Architecture¶

TraceML architecture overview

TraceML runs as three cooperating processes during a training job. The CLI spawns an aggregator server and one or more training ranks via torchrun. Training ranks run user code in-process with TraceML hooks attached; telemetry is shipped over TCP to the aggregator, which renders the unified view.

Telemetry data flow¶

flowchart LR
    subgraph "Per-rank training process"
        S[Sampler] -->|append| DB[In-memory Database]
        DB -->|new rows| Sender[DBIncrementalSender]
    end
    Sender -->|length-prefixed msgpack| TCP([TCP])
    TCP --> RS[RemoteDBStore]
    subgraph "Aggregator process"
        RS --> R[Renderer]
        R --> UI[CLI / NiceGUI driver]
    end

Samplers maintain an incremental append counter per rank per table.
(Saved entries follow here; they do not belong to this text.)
PR #115, opened 2023-01-20
Switch from C++20 designated initializers to aggregate initializers to support older compilers

matthewdcong:
nanobind fails to compile on Visual Studio 2017 and GCC 7.3.1 (the compiler version in the Red Hat Developer Toolset for RHEL 7) because it uses C++20 designated initializers for the `PyType_Spec` structs in nb_type.cpp and nb_internals.cpp. Replacing these with aggregate initializers allows nanobind to compile on these older compilers.

Refer to discussion in https://github.com/wjakob/nanobind/discussions/108

### DIFF
--- a/src/nb_internals.cpp
+++ b/src/nb_internals.cpp
@@ -132,12 +132,12 @@ static PyType_Slot nb_func_slots[] = {
 };
 
 static PyType_Spec nb_func_spec = {
-    .name = "nanobind.nb_func",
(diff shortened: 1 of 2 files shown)


wjakob:
Thanks!

wjakob:
merged with minor syntax amendments, and an added fix for the cmake build system (no longer necessary to enable c++20 mode on MSVC)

The sender ships only new rows. The aggregator's RemoteDBStore keeps each rank's data separate, and renderers pull read-only views from it.

Layers¶

Layer	Directory	Responsibility
CLI	`src/traceml/cli.py`	Argument parsing, process spawning, signal handling
Runtime	`src/traceml/runtime/`	In-process agent per rank; user-script executor
Aggregator	`src/traceml/aggregator/`	TCP server, unified store, display orchestration
Samplers	`src/traceml/samplers/`	Periodic telemetry collection (timing, memory, system)
Database	`src/traceml/database/`	Bounded in-memory tables; rank-aware remote store
Transport	`src/traceml/transport/`	TCP bidirectional + DDP rank detection
Renderers	`src/traceml/renderers/`	Transform stored data into Rich/Plotly output
Display drivers	`src/traceml/aggregator/display_drivers/`	CLI vs NiceGUI output medium
Decorators	`src/traceml/decorators.py`	User-facing instrumentation entry points
Integrations	`src/traceml/integrations/`	Hugging Face + Lightning adapters
Utils	`src/traceml/utils/`	Hooks, patches, memory/timing helpers

For the user-facing API surface (trace_step, TraceMLTrainer, TraceMLCallback, CLI usage), see the Public API. The source tree above is the canonical reference for internals — start from the entry points and follow the imports.

Design principles¶

Fail-open — training must never crash because telemetry broke. Sampler/transport errors are logged, execution continues.
Bounded overhead — every new sampler justifies its overhead. Deque-based bounded tables evict oldest records at fixed maxlen.
Process isolation — no shared memory. TCP + env vars only.
Out-of-process UI — aggregator crashes don't crash training.